Well, to be completely honest, if it were a real-life project with real consequences, my answer would be resounding:
No, using non-blocking I/O is not justified in this particular project.
It’s true that non-blocking I/O gives us a useful tool to handle multiple TCP sockets at the same time with the minimal resource overhead. However, it comes with a significant cost from the developer effort:
-
The code to handle socket communication becomes very hairy very fast. Instead of a simple linear sequence of instructions we have to deal with a state machine implementation, which is much more obscure and hard to understand for the developer. Even though the process of transforming the linear algorithm into a state machine is pretty straightforward on paper, the code we had to produce is quite hard to reason about, especially if we had to introduce it to a new developer, or even for ourselves when we come back to this code a few months later;
-
Non-blocking I/O brings about a number of special cases that need to be handled, and it’s much more prone to developer errors. The subtle bugs I reasoned about in the previous section were quite subtle, and frankly, it was a bit of luck that I was able to notice them at all! I wonder how many bugs are still there, those that I haven’t yet noticed.

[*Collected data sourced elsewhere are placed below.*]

PR #1899, opened 2021-02-01
feat: support more fields to sortBy in /api/v1/experiments/trials [DET-4219, DET-4920]

stoksc:
## Description
This change adds support to sort by validation end time, validation metric, duration and total batches processed to `/api/v1/experiments/$1/trials`. It also fixes a bug; it seems none of the sort by's worked previously (this can be verified on latest master). Also, it adds the SQL function `public.page_info` that replicates the behavior of `api.Pagination()` in Go code and fixes a regression in `/api/v1/experiments` where using offset and limit as provided didn't work as expected (e.g. GET `/api/v1/experiments` with no query params returned `[]` on a full cluster).

## Test Plan
- [x] hit all the endpoints a lot with swagger
- [ ] maybe add integrations if i get a second


master/internal/db/postgres.go
```diff
@@ -1571,6 +1571,38 @@ WHERE id = :id`, setClause(toUpdate)), validation)
 		return errors.Wrapf(err, "error updating (%v) in validation (%v, %v)",
 			strings.Join(toUpdate, ", "), trialID, stepID)
 	}
+
+	if validation.State == model.CompletedState {
```
stoksc, line 1575: This is the only part I'm not really in love with, those sort by best validation is a very common action and scanning the trials table and the validations table for each trial to order them all is probably ridiculously expensive, so somewhere like this is where we're at.

master/static/srv/proto_get_trial_ids_for_experiment.sql
```diff
@@ -0,0 +1,66 @@
...
+        t.end_time,
+        coalesce(t.end_time, now()) - t.start_time AS duration,
+        (
+            SELECT s.prior_batches_processed + s.num_batches
+            FROM steps s
+            WHERE s.trial_id = t.id
+                AND s.state = 'COMPLETED'
+            ORDER BY s.id DESC
+            LIMIT 1
+        ) AS total_batches_processed,
```
shiyuann, line 30: :) wondering if we should also make this a separate column.

master/static/srv/proto_get_trial_ids_for_experiment.sql
```diff
@@ -0,0 +1,66 @@
...
+    WHERE t.experiment_id = $1
+      AND ($2 = '' OR t.state IN (SELECT unnest(string_to_array($2, ','))::trial_state))
+), page_info AS (
+    SELECT public.page_info((SELECT COUNT(*) AS count FROM filtered_experiment_trials), $3, $4) AS page_info
+)
+SELECT
+    (SELECT coalesce(json_agg(paginated_experiment_trials), '[]'::json) FROM (
+        SELECT id FROM filtered_experiment_trials
+        ORDER BY %s
+        OFFSET (SELECT p.page_info->>'start_index' FROM page_info p)::bigint
```
shiyuann, line 63: nonblocking: Why not just use `$3` or `$4` for OFFSET and LIMIT?

master/static/srv/proto_get_trial_ids_for_experiment.sql
```diff
@@ -0,0 +1,66 @@
...
+                LIMIT 1)
+            ELSE
+                -- For trials before `public.trials.best_validation_id` was added.
+                (SELECT searcher_info.sign * (v.metrics->'validation_metrics'->>searcher_info.metric_name)::float8
+                 FROM validations v
+                 WHERE v.trial_id = t.id
+                 ORDER BY searcher_info.sign * (v.metrics->'validation_metrics'->>searcher_info.metric_name)::float8 ASC
+                 LIMIT 1)
+            END
+        ) as best_signed_search_metric,
```
shiyuann, line 45: Is it used somewhere?

master/static/srv/proto_get_trial_ids_for_experiment.sql
```diff
@@ -0,0 +1,66 @@
...
+        (
+           SELECT v.end_time
+           FROM validations v
+           WHERE v.end_time IS NOT NULL
+           ORDER BY v.id DESC
+           LIMIT 1
+        ) as validation_end_time
```
shiyuann, line 52: same question?

master/internal/api_experiment.go
```diff
@@ -121,60 +120,19 @@ func (a *apiServer) GetExperiments(
...
 		[]interface{}{orderExpr},
-		&res,
+		resp,
 		stateFilterExpr,
 		archivedExpr,
 		userFilterExpr,
 		labelFilterExpr,
 		req.Description,
 		req.Offset,
 		req.Limit,
```
shiyuann, line 134: BTW, do you mind setting the limit to be 100 here? That fix for [DET-4917](https://determinedai.atlassian.net/browse/DET-4917) also needs to get into the next release.

shiyuann (commented):
I saw you have put a file `proto/buf.image.bin` in the PR. Isn't it a generated binary file?

master/static/migrations/20210129225517_add-validation-columns.up.sql
```diff
@@ -0,0 +1,26 @@
+ALTER TABLE public.trials
+    ADD COLUMN best_validation_id int NULL;
```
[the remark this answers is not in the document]
stoksc: I'd rather leave it as the ID; there are other places that use this and need the whole (see `proto_get_trials_plus` which gets the trial's best validation and returns it).

master/static/srv/proto_get_trial_ids_for_experiment.sql
stoksc: heh. yeah, sgtm!

master/static/srv/proto_get_trial_ids_for_experiment.sql
stoksc: this and above are used in the order by

master/static/srv/proto_get_trial_ids_for_experiment.sql
stoksc: If you just use `$4` for limit then if it's zero we dont default it. latest master `GET /api/v1/experiments` with no params is returning `[]` which is a bug. Offset has some similar problems. Also this is partially to keep the same pagination behavior as before.

master/internal/api_experiment.go
stoksc: It's fixed already, but in the `public.page_info` function. It defaults to all like it used to.

stoksc:
> I saw you have put a file proto/buf.image.bin in the PR. Isn't it a generated binary file?

Yeah, initially I had a breaking change as part of this, but I reverted it (I removed sort by state originally). I'll revert that.

master/static/srv/proto_get_trial_ids_for_experiment.sql
stoksc: Really, you could default limit outside and just use them - the other reason I was avoid that was it was nice this way to return the full `apiv1.Pagination` json so we can just `QueryProtof` into the resp object.

master/internal/db/postgres.go
```diff
@@ -72,7 +72,7 @@ func (db *PgDB) Migrate(migrationURL string) error {
 	}
 
 	if err = m.Up(); err != migrate.ErrNoChange {
-		return errors.Wrap(err, "error applying migrations")
+		return errors.Wrap(err, "d")
```
shiyuann, line 75:
```suggestion
		return errors.Wrap(err, "error applying migrations")
```

stoksc: oops.. good catch.

shiyuann (approved):
LGTM!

To summarize, it was a very interesting experience from the perspective of learning to work with non-blocking I/O. However, for real-world projects, I’d recommend sticking to a much simpler solution with multiple threads. Only if we have 100% confidence that multiple threads cause serious performance problems should we contemplate switching to non-blocking I/O and accept the increased development and maintenance costs.
Next steps
So, with that gloomy conclusion, should I scratch all that code and retreat to using blocking I/O and multiple threads? Not really. Non-blocking I/O has very tempting appeals when it comes to optimizing machine resources, and over time the development community came up with useful techniques and tools to alleviate its inherent difficulties.
In particular, developers came up with the asynchronous model of programming. Asynchronous programming, when it’s supported by language syntax and an async runtime, alleviates a lot of difficulties related to non-blocking I/O. In particular, async/await syntax, which is quite common in modern programming languages, makes asynchronous code read almost like regular synchronous code while still being non-blocking.
Async/await syntax came to Rust as well, in version 1.39. So as the next step in my learning, I’m going to take advantage of that syntax to simplify the code and also explore some inner details of asynchronous programming in modern Rust. Let’s go!